Claire Maskery glanced at her clock and decided to open a bottle of wine. It was only mid-afternoon but the sun was shining, it was during the first lockdown and there was nothing else to do. But by 6pm she’d had too much.
"During lockdown there was more opportunity to drink with no one knowing," says Maskery, a 46-year-old veterinary nurse and mother-of-one from near Guildford, Surrey.
"I was totally inebriated and I popped my head over the fence to speak to the neighbours and I was slurring. I remember the look on their faces and thought to myself: ‘It’s only 6pm’.
"People have a misconception that when you have a drinking problem you are crazily inebriated and rolling around on the floor. For me and many others, this was not the case.
"I would still cook dinner, engage with the family and lead a pretty normal life, but with this desperate shameful secret hanging over me."
Alcohol problems have increased hugely over 2020, with the British Liver Trust reporting an increase in calls of 500% since lockdown began.
But this follows an already huge increase – up to 400% – in deaths due to alcohol related liver disease in the last fifty years. Every day more than 40 people die from liver disease in the UK and it’s the third biggest cause of premature death in the UK – especially for those aged 35-49.
Like many people, Maskery started drinking in her late teens to give herself "a confidence boost".
It was in her thirties that she realised she might have a problem.
"When I was younger my alcohol intake escalated and I would make terrible decisions and sometimes put myself in harm’s way," says Maskery.
"I was living the cycle of drinking and hangovers and was aware that alcohol controlled me so I attempted to give it up.
"I managed to stop drinking for a whole year but every day was complete torture. I couldn’t stop thinking about alcohol and all that I felt I was missing out on.
"Eventually, I decided I would start drinking again but in moderation. My plan was to only drink when I went out and not at home. On the weekends I would walk the dogs where I knew there would be a pub so I could have lunch (with two glasses of wine).
"Eventually this spilled back over into my home life once again. My willpower failed completely and soon I was back to a cycle of heavy drinking and hangovers again.
"I hated the weakness in myself and, although I tried twice more to give up drinking – even trying Alcoholics Anonymous throughout the years – it was no good."
By 2019, Maskery’s drinking had escalated and she was drinking up to two bottles of wine every week night and more at weekends.
"I was experiencing blackouts most evenings – not where I became unconscious but where I still had a normal evening but had no recollection in the morning of what I’d done the night before," she says.

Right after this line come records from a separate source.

Issue #112, opened 2020-10-08
Super-low-priority: Mappings pages should be unified into one page with tabs, consistent with providers


mturley:
Lowest priority in the whole backlog. Totally fine if we don't get to this

mturley:
Maybe obsolete? (do we want to entirely remove the mappings pages)

gildub:
@vconzola, what's the status on that one?

vconzola:
@gildub Let's just let this one sit for a while longer. Post-beta, I want to talk to Fabien and Marco about getting rid of Mappings altogether and just having users create mappings as part of plan creation, especially if there will be additional parameters (e.g., volume mode and access mode) that need to be specified for mapped storage classes.

PR #626, opened 2021-06-04
feat(Mappings): consolidate storage/network mappings pages

seanforyou23:
This PR updates the primary nav to go from two sub-menus for the different types of mappings to a single "Mappings" view with tabs for the mapping type options, modeled after the Providers page layout. There shouldn't be any functional changes, but please do test this out as I'm new to the project 😅 

Screen Shot 2021-06-04 at 10 19 30 AM

Should help close https://github.com/konveyor/forklift-ui/issues/112

[issue-112] marry network/storagem mapping pages

### DIFF
--- a/src/app/Mappings/Mappings.test.tsx
+++ b/src/app/Mappings/Mappings.test.tsx
@@ -1,0 +1,20 @@
+import * as React from 'react';
+import { render, screen } from '@testing-library/react';
+import '@testing-library/jest-dom/extend-expect';
+import Mappings from '@app/Mappings/Mappings';
+import { MappingType } from '@app/queries/types';
+
+describe('Mappings', () => {
+  const noop = jest.fn();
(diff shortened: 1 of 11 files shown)


vconzola (changes requested):
@seanforyou23 The only thing I see that looks a little hinky is that the page title changes with tab selection. I think ti should just say "Mappings" all the time. I do like that the context (storage vs. network) is included in the create modals.

gildub (commented):
This looks very good.
I've tested storage and mapping, creation, edition and deletion, it looks and works just fine.
Ready to merge once title issue mentioned by @vconzola is addressed.
Thanks

vconzola (commented):
LGTM. Thanks @seanforyou23 .

vconzola (approved):

gildub (approved):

"If I washed my hair at night, next morning I would not remember until I looked in the mirror.
"My morning ritual would involve checking my texts to see what I had been chatting about with friends as I wouldn’t remember from the night before.
"My anxiety was sky high, exacerbated by my drinking. At one point I had to take time off work and I was very argumentative with my partner. But I would not remember what we had argued about the following morning. My drinking most definitely affected my relationship with him.

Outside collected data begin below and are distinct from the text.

PR #628, opened 2021-06-07
Update Plan Hooks: edit/add/delete

gildub:
Closes https://github.com/konveyor/forklift-ui/issues/562

### DIFF
--- a/src/app/queries/plans.ts
+++ b/src/app/queries/plans.ts
@@ -4,12 +4,14 @@ import { IKubeList, IKubeResponse, IKubeStatus, KubeClientError } from '@app/cli
 import { dnsLabelNameSchema, META } from '@app/common/constants';
 import { usePollingContext } from '@app/common/context';
 import { MutationResultPair, QueryResult, useQueryCache } from 'react-query';
+
 import {
   mockKubeList,
   nameAndNamespace,
   useKubeResultsSortedByName,
   useMockableMutation,
   useMockableQuery,
+  isSameResource,
 } from './helpers';
 import { MOCK_PLANS } from './mocks/plans.mock';
 import { IHook, IPlan, Mapping, MappingType } from './types';
@@ -18,6 +20,8 @@ import { getMappingResource } from './mappings';
 import { PlanWizardFormState } from '@app/Plans/components/Wizard/PlanWizard';
 import { generateHook, generateMappings, generatePlan } from '@app/Plans/components/Wizard/helpers';
 import { IMetaObjectMeta } from '@app/queries/types/common.types';
+import { useDeleteHookMutation } from '@app/queries';
+import { useHooksQuery } from './hooks';
 
 const planResource = new ForkliftResource(ForkliftResourceKind.Plan, META.namespace);
 const networkMapResource = getMappingResource(MappingType.Network).resource;
@@ -136,6 +140,9 @@ export const usePatchPlanMutation = (
   const client = useAuthorizedK8sClient();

"I keep a diary and over Christmas 2019 I wrote: 'I’m desperate to be sober. I want to sober and be in control of my life again.' This was so far out of my reach or that is what I thought…"
Watch: Signs of a high-functioning alcoholic
The incident in lockdown over the garden fence may have been embarrassing for Maskery but it was also the defining moment that she started her journey towards going alcohol-free.
The following morning, an advert for alcohol coach Simon Chapple popped up on her social media feed. Although Maskery put off contacting him for many months, she eventually started coaching sessions with him via Zoom.
"During our initial sessions I was still drinking and felt like a fraud because Simon was investing his time in me but I was too scared to give up drinking," she says.
"But with Simon’s help and support – along with people I had chosen to tell – within four weeks I started to realise that I wasn’t craving alcohol all the time.
"I started to educate myself about the physiological effects that alcohol was having on my body. I read books such as The Naked Mind by Annie Grace and also Simon’s book The Sober Survival Guide which has been equally helpful to my success."
"I am now over 11 months sober and I feel so much better," Maskery continues. "I feel that I’m in control of my life for the first time since I was a teenager.
"The question I ask myself is: Do I miss alcohol? And the answer is ‘yes’. But I would miss my new life more now. I feel totally free.
"My eight-year-old son is now a great supporter and I feel proud of what I’ve achieved. I am a better mother and my relationship with my partner is improving.
"I have told all my colleagues at work and even posted a YouTube interview that I did with Simon at 100 days sober. The feedback and support have been immense.
‘Even before I started the journey to become alcohol free I always knew I wanted to be a success so I could help break down the stigma around alcohol addiction and get people talking about it. If I can help at least one person not go through the torture I have been through, I will be happy.